Start of Data records

PR #2093, opened 2018-01-17
Move Latex spec Ddoc file to /spec

wilzbach:
Makes it clearer that this file is only used for the specification.

Motivation: https://github.com/dlang/dlang.org/pull/2091#issuecomment-358200790


WalterBright:
Adding comments in the makefile are also helpful.

PR #2095, opened 2018-01-17
move macros to spec/spec.ddoc

WalterBright:
Since they only apply to the spec.

### DIFF
--- a/dlang.org.ddoc
+++ b/dlang.org.ddoc
@@ -4,9 +4,6 @@ ACRONYM = <acronym title="$+">$1</acronym> ($+)
 ASSIGNEXPRESSION = $(GLINK2 expression, AssignExpression)
 _=
 
-$(COMMENT While not part of the spec, best practices offers advice on how to best use a feature)
-BEST_PRACTICE= $(P $(B Best Practices:) $0)
-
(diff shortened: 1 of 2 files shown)


wilzbach:
Sadly there's a common macro file that is used by all three spec builds (html, pdf, epub), but they all use different ones:

https://github.com/dlang/dlang.org/blob/0c475b6499fd5fdbcfb1961b6513f0a8af232c56/posix.mak#L470-L471

https://github.com/dlang/dlang.org/blob/0c475b6499fd5fdbcfb1961b6513f0a8af232c56/posix.mak#L522-L523

https://github.com/dlang/dlang.org/blob/0c475b6499fd5fdbcfb1961b6513f0a8af232c56/posix.mak#L545-L546

Should I quickly add a `spec/macros.dd` which is shared by all three or do you have a better idea?

WalterBright:
I said it was a disaster :-)

The reason for 3 .ddoc files is there's no way to do conditionals with macros. So for different expansions, different .ddoc files are needed. However, the identical macros should be merged into a common file.

Feel free to reorganize it. Just be sure and add comments to the makefile about what is going on!

PR #2096, opened 2018-01-17
put class invariant spec in class.dd

WalterBright:
Because `contracts.dd` is an article, not a specification.

### DIFF
--- a/spec/class.dd
+++ b/spec/class.dd
@@ -836,9 +836,99 @@ $(GNAME Invariant):
     $(D invariant) $(GLINK2 statement, BlockStatement)
 )
 
-$(P Class invariants are used to specify characteristics of a class that always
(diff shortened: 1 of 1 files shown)


wilzbach:
> Because contracts.dd is an article, not a specification.

It's part of the spec ... no?
https://dlang.org/spec/contracts.html

WalterBright:
But it shouldn't be. It was written as an article, and thrown into the spec long ago because I was in a hurry. It doesn't read like a spec, and is unsuitable to be a spec. This is the first of a series of PRs to fix that.

andralex:
Reminder: need to put invariant stuff in structs too.

WalterBright:
@andralex I know, but I wanted this approved first, as the struct invariants will be a cut&paste job.

PR #2099, opened 2018-01-18
Remove floating point NCEG operators from the spec

wilzbach:
- They have been deprecated since 2.067 and error since 2.072:

https://dlang.org/deprecate.html#Floating%20point%20NCEG%20operators

- I removed the bit about the exceptions as that's no true anymore:

https://run.dlang.io/is/vkwgyZ

I also rewrote the entire table to make it less confusing to humans.


JinShil:
Needs an update to the deprecations table.

PR #2103, opened 2018-01-19
remove comparisons to C++

WalterBright:
Comparisons to other languages do not belong in a language specification.

### DIFF
--- a/spec/contracts.dd
+++ b/spec/contracts.dd
@@ -7,9 +7,7 @@ $(HEADERNAV_TOC)
         $(P Contracts are a breakthrough technique to reduce the programming effort
         for large projects. Contracts are the concept of preconditions, postconditions,
         errors, and invariants.
-        Contracts can be done in C++ without modification to the language,
-        but the result is
-        clumsy and inconsistent.)
+        )
 
         $(P Building contract support into the language makes for:)
 
--- a/spec/template.dd
+++ b/spec/template.dd
@@ -4,9 +4,6 @@ $(SPEC_S Templates,
 
 $(HEADERNAV_TOC)
 
-$(BLOCKQUOTE_BY Richard Deyman,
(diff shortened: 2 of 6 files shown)


spec/template.dd
```diff
@@ -5,7 +5,7 @@ $(SPEC_S Templates,
 $(HEADERNAV_TOC)
 
 $(BLOCKQUOTE_BY Richard Deyman,
-I think that I can safely say that nobody understands C++ template mechanics.)
+I think that I can safely say that nobody understands template mechanics.)
```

End of Data records

Activity: Output the listing exactly. Leave no line out.

Exercise answer:
PR #2093, opened 2018-01-17
Move Latex spec Ddoc file to /spec

wilzbach:
Makes it clearer that this file is only used for the specification.

Motivation: https://github.com/dlang/dlang.org/pull/2091#issuecomment-358200790


WalterBright:
Adding comments in the makefile are also helpful.

PR #2095, opened 2018-01-17
move macros to spec/spec.ddoc

WalterBright:
Since they only apply to the spec.

### DIFF
--- a/dlang.org.ddoc
+++ b/dlang.org.ddoc
@@ -4,9 +4,6 @@ ACRONYM = <acronym title="$+">$1</acronym> ($+)
 ASSIGNEXPRESSION = $(GLINK2 expression, AssignExpression)
 _=
 
-$(COMMENT While not part of the spec, best practices offers advice on how to best use a feature)
-BEST_PRACTICE= $(P $(B Best Practices:) $0)
-
(diff shortened: 1 of 2 files shown)


wilzbach:
Sadly there's a common macro file that is used by all three spec builds (html, pdf, epub), but they all use different ones:

https://github.com/dlang/dlang.org/blob/0c475b6499fd5fdbcfb1961b6513f0a8af232c56/posix.mak#L470-L471

https://github.com/dlang/dlang.org/blob/0c475b6499fd5fdbcfb1961b6513f0a8af232c56/posix.mak#L522-L523

https://github.com/dlang/dlang.org/blob/0c475b6499fd5fdbcfb1961b6513f0a8af232c56/posix.mak#L545-L546

Should I quickly add a `spec/macros.dd` which is shared by all three or do you have a better idea?

WalterBright:
I said it was a disaster :-)

The reason for 3 .ddoc files is there's no way to do conditionals with macros. So for different expansions, different .ddoc files are needed. However, the identical macros should be merged into a common file.

Feel free to reorganize it. Just be sure and add comments to the makefile about what is going on!

PR #2096, opened 2018-01-17
put class invariant spec in class.dd

WalterBright:
Because `contracts.dd` is an article, not a specification.

### DIFF
--- a/spec/class.dd
+++ b/spec/class.dd
@@ -836,9 +836,99 @@ $(GNAME Invariant):
     $(D invariant) $(GLINK2 statement, BlockStatement)
 )
 
-$(P Class invariants are used to specify characteristics of a class that always
(diff shortened: 1 of 1 files shown)


wilzbach:
> Because contracts.dd is an article, not a specification.

It's part of the spec ... no?
https://dlang.org/spec/contracts.html

WalterBright:
But it shouldn't be. It was written as an article, and thrown into the spec long ago because I was in a hurry. It doesn't read like a spec, and is unsuitable to be a spec. This is the first of a series of PRs to fix that.

andralex:
Reminder: need to put invariant stuff in structs too.

WalterBright:
@andralex I know, but I wanted this approved first, as the struct invariants will be a cut&paste job.

PR #2099, opened 2018-01-18
Remove floating point NCEG operators from the spec

wilzbach:
- They have been deprecated since 2.067 and error since 2.072:

https://dlang.org/deprecate.html#Floating%20point%20NCEG%20operators

- I removed the bit about the exceptions as that's no true anymore:

https://run.dlang.io/is/vkwgyZ

I also rewrote the entire table to make it less confusing to humans.


JinShil:
Needs an update to the deprecations table.

PR #2103, opened 2018-01-19
remove comparisons to C++

WalterBright:
Comparisons to other languages do not belong in a language specification.

### DIFF
--- a/spec/contracts.dd
+++ b/spec/contracts.dd
@@ -7,9 +7,7 @@ $(HEADERNAV_TOC)
         $(P Contracts are a breakthrough technique to reduce the programming effort
         for large projects. Contracts are the concept of preconditions, postconditions,
         errors, and invariants.
-        Contracts can be done in C++ without modification to the language,
-        but the result is
-        clumsy and inconsistent.)
+        )
 
         $(P Building contract support into the language makes for:)
 
--- a/spec/template.dd
+++ b/spec/template.dd
@@ -4,9 +4,6 @@ $(SPEC_S Templates,
 
 $(HEADERNAV_TOC)
 
-$(BLOCKQUOTE_BY Richard Deyman,
(diff shortened: 2 of 6 files shown)


spec/template.dd
```diff
@@ -5,7 +5,7 @@ $(SPEC_S Templates,
 $(HEADERNAV_TOC)
 
 $(BLOCKQUOTE_BY Richard Deyman,
-I think that I can safely say that nobody understands C++ template mechanics.)
+I think that I can safely say that nobody understands template mechanics.)
```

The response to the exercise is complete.